» Input data:
Segment Open

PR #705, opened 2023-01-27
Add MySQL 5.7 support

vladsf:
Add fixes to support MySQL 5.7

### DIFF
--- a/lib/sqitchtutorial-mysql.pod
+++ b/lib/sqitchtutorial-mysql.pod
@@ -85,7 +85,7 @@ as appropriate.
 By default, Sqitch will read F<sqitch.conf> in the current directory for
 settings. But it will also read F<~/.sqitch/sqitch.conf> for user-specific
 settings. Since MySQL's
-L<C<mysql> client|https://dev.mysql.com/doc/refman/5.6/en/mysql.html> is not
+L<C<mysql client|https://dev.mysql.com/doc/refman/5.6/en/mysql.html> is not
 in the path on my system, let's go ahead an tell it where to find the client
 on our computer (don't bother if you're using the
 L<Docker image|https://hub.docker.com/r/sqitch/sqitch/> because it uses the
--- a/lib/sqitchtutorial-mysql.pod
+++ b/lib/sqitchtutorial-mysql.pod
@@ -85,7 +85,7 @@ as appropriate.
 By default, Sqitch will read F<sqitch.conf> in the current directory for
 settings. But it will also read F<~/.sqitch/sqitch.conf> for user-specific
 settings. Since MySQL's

Segment Closed
Segment Open

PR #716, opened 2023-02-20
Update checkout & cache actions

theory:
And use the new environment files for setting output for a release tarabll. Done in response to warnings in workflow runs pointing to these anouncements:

Segment Closed
Segment Open

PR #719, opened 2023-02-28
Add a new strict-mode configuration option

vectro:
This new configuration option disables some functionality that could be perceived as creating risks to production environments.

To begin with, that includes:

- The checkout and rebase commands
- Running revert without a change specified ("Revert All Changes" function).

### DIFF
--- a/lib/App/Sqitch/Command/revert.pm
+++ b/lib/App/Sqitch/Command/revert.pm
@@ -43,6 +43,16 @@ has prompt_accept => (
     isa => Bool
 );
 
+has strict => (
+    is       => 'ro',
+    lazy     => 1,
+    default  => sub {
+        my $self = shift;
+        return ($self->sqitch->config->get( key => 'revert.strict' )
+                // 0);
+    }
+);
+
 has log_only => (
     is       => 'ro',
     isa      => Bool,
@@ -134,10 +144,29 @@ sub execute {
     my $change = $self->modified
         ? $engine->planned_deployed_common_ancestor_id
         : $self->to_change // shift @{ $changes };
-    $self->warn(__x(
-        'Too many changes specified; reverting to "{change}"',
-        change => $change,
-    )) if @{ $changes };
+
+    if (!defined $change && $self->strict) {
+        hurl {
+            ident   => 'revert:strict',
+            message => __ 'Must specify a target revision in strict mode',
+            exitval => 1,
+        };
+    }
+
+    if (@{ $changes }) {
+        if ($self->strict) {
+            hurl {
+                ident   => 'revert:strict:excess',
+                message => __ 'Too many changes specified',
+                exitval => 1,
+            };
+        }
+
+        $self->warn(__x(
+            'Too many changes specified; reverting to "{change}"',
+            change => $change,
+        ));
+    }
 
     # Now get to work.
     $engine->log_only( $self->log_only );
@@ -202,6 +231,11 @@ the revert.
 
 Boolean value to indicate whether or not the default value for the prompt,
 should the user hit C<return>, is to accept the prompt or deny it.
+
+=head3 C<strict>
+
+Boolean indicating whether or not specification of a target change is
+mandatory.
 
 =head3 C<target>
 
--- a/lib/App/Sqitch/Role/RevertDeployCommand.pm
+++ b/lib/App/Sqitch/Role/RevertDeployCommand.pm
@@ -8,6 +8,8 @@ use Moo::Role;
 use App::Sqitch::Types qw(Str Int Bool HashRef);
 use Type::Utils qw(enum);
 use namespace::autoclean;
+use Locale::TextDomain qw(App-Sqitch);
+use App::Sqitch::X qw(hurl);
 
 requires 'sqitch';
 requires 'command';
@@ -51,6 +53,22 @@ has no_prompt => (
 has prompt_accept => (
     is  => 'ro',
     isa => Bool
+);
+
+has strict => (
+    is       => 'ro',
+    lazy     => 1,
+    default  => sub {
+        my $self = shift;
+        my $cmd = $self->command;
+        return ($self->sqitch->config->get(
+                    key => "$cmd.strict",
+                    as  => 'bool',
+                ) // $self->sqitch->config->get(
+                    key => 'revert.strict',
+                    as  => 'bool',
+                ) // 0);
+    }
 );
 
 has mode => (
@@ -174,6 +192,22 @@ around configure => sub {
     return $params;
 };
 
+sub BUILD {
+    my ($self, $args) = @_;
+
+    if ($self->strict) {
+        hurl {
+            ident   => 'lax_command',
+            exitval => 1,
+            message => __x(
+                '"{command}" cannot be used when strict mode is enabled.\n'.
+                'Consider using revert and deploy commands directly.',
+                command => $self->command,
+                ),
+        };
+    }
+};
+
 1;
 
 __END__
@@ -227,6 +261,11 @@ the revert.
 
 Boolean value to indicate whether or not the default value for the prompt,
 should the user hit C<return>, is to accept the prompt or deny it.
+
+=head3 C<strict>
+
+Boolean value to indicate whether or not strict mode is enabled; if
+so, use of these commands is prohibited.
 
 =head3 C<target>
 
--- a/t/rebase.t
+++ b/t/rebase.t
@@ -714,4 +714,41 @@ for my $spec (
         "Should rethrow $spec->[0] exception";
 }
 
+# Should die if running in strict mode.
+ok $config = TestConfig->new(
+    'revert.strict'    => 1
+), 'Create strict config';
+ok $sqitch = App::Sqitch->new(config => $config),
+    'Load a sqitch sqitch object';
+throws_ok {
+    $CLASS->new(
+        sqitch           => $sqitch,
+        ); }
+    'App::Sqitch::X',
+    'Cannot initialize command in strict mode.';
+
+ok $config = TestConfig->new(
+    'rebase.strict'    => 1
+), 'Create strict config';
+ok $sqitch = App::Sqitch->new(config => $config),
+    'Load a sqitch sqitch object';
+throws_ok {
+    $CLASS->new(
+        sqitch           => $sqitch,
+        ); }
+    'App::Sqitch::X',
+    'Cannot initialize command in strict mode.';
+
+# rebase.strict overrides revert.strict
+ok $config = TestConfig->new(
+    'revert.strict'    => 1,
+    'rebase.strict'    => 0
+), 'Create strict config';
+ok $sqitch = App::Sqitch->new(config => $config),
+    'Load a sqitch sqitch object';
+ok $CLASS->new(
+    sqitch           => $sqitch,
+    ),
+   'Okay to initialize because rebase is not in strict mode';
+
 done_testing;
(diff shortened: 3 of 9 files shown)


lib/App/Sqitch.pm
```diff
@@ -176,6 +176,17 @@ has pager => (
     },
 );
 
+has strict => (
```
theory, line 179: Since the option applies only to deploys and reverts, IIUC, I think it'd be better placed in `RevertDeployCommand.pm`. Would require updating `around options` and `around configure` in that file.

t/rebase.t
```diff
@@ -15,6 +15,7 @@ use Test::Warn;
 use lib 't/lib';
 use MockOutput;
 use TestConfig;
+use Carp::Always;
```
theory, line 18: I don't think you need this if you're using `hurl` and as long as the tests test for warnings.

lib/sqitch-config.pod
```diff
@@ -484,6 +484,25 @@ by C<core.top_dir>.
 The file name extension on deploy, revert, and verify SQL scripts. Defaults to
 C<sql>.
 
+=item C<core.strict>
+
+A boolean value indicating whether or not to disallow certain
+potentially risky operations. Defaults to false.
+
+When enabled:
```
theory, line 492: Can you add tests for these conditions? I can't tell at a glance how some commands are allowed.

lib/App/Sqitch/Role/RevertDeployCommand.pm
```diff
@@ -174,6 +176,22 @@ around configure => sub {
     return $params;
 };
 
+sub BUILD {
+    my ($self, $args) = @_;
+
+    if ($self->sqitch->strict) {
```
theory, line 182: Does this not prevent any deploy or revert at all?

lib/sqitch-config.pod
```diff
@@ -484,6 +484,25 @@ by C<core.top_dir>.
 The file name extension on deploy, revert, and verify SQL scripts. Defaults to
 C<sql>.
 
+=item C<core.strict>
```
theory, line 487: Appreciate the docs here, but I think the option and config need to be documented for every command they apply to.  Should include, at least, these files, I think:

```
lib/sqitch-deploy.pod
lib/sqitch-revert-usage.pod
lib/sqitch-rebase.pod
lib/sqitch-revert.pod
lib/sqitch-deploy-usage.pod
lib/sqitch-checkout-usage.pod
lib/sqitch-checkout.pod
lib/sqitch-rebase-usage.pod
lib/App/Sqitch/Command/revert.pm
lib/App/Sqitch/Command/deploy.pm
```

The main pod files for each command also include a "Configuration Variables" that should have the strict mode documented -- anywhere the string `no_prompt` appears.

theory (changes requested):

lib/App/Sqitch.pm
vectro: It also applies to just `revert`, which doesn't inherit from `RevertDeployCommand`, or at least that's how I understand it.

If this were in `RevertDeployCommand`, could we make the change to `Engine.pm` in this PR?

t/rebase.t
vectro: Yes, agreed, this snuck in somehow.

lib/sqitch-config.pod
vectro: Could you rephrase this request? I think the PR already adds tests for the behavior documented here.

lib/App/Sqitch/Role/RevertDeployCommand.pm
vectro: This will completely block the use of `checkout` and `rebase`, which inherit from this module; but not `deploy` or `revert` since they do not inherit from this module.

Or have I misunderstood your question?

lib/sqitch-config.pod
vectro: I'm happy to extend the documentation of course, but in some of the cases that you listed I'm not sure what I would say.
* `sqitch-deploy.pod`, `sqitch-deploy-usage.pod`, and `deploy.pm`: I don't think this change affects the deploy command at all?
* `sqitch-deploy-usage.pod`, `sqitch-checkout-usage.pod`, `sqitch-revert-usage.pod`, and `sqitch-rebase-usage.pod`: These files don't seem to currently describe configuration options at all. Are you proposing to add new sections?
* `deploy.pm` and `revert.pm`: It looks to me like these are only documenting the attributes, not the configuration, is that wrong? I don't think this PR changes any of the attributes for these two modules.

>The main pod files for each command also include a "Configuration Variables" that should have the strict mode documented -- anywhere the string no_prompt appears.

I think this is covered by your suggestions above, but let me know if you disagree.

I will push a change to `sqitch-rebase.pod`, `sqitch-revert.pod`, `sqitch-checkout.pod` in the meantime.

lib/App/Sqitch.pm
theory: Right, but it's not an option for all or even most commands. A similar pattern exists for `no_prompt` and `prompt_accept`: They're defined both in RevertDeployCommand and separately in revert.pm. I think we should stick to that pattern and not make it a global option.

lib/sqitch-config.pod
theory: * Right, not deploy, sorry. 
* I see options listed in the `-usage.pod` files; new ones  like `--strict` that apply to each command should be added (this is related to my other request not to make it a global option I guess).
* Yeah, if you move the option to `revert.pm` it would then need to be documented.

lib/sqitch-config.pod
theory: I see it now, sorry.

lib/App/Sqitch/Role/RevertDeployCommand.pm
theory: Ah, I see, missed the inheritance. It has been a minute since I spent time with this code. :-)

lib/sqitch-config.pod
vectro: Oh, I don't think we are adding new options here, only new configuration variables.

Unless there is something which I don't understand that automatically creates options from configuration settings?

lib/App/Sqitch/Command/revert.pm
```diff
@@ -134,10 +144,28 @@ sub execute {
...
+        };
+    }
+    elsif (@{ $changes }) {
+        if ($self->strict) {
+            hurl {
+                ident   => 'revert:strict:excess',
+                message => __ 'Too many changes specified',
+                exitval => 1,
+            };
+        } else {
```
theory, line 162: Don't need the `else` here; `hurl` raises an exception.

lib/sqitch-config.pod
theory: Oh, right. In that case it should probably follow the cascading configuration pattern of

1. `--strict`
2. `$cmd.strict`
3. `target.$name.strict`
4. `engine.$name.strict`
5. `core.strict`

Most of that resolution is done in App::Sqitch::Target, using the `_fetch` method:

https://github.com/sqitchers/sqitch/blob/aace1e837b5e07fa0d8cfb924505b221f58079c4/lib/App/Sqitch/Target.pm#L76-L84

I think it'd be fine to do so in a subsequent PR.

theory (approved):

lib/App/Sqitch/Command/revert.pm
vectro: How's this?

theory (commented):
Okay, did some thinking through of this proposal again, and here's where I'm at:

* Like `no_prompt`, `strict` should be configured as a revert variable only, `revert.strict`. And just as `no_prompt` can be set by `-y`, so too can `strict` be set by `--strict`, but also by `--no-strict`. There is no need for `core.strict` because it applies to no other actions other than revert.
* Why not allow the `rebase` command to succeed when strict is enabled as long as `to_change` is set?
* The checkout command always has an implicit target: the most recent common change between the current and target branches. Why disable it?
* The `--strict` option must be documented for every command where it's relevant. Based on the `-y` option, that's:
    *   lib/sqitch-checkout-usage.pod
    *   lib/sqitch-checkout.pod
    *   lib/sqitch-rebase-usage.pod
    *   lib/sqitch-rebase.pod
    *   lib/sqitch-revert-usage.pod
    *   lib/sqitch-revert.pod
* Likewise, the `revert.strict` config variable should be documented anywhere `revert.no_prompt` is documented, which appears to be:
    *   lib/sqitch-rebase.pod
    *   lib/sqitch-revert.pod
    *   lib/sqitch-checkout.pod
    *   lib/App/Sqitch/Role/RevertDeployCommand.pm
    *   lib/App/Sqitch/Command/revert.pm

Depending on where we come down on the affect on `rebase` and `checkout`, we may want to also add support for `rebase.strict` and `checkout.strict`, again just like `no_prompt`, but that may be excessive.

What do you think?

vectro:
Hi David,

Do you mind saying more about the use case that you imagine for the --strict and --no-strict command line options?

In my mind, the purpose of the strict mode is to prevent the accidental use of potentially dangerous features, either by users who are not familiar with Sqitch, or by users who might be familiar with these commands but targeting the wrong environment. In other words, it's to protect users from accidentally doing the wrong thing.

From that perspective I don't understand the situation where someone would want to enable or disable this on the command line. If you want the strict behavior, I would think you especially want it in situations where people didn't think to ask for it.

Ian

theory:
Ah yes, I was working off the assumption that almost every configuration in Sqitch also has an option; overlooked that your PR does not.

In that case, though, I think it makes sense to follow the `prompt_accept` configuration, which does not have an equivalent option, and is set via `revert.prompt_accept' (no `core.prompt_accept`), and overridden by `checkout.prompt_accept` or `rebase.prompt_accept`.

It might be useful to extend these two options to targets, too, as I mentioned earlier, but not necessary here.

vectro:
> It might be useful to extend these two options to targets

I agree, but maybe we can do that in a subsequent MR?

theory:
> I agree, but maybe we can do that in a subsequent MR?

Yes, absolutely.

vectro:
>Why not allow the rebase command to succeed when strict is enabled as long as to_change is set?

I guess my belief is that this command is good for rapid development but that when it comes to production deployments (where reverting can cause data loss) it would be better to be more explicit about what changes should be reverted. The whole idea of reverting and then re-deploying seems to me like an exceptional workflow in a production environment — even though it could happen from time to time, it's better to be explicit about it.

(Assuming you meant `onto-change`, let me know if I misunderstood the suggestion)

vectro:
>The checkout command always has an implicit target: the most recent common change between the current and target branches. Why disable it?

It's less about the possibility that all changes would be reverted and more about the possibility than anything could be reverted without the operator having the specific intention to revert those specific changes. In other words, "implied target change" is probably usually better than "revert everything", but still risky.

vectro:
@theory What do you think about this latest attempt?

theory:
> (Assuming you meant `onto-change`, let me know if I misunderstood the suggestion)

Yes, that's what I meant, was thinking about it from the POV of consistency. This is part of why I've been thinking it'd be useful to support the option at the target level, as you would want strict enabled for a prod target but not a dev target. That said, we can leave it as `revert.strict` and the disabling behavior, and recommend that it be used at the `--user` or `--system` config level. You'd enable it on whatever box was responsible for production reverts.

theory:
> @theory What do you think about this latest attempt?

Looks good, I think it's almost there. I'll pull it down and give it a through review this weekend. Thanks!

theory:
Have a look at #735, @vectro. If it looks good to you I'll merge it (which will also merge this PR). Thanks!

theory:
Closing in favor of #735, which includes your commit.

Segment Closed

» What to produce: Note every line above where the string "appears" shows up, and copy those lines.

» Answer area:
The main pod files for each command also include a "Configuration Variables" that should have the strict mode documented -- anywhere the string `no_prompt` appears.
>The main pod files for each command also include a "Configuration Variables" that should have the strict mode documented -- anywhere the string no_prompt appears.
* Likewise, the `revert.strict` config variable should be documented anywhere `revert.no_prompt` is documented, which appears to be:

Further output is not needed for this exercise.